Sociocultural valuation (SCV) of ecosystem services (ES) discloses the principles, importance or preferences expressed by people towards nature. Although ES research has increasingly addressed sociocultural values in past years, little effort has been made to systematically review the components of sociocultural valuation applications for different decision contexts (i.e. awareness raising, accounting, priority setting, litigation and instrument design). In this analysis, we investigate the characteristics of 48 different sociocultural valuation applications—characterised by unique combinations of decision context, methods, data collection formats and participants—across ten European case studies. Our findings show that raising awareness for the sociocultural value of ES by capturing people’s perspective and establishing the status quo, was found the most frequent decision context in case studies, followed by priority setting and instrument development.

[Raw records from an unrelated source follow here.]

PR #446, opened 2017-01-24
Upgrade to Python 3.6

mythmon:
This went easier than I expected, and is working for me locally. Lets see if it breaks in CI.

### DIFF
--- a/docs/dev/install.rst
+++ b/docs/dev/install.rst
@@ -8,7 +8,7 @@ Prerequisites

Accounting and litigation issues were not addressed in any of the applications. We reveal that applications for particular decision contexts are methodologically similar, and that decision contexts determine the choice of methods, data collection formats and participants involved. Therefore, we conclude that understanding the decision context is a critical first step to designing and carrying out fit-for-purpose sociocultural valuation of ES in operational ecosystem management.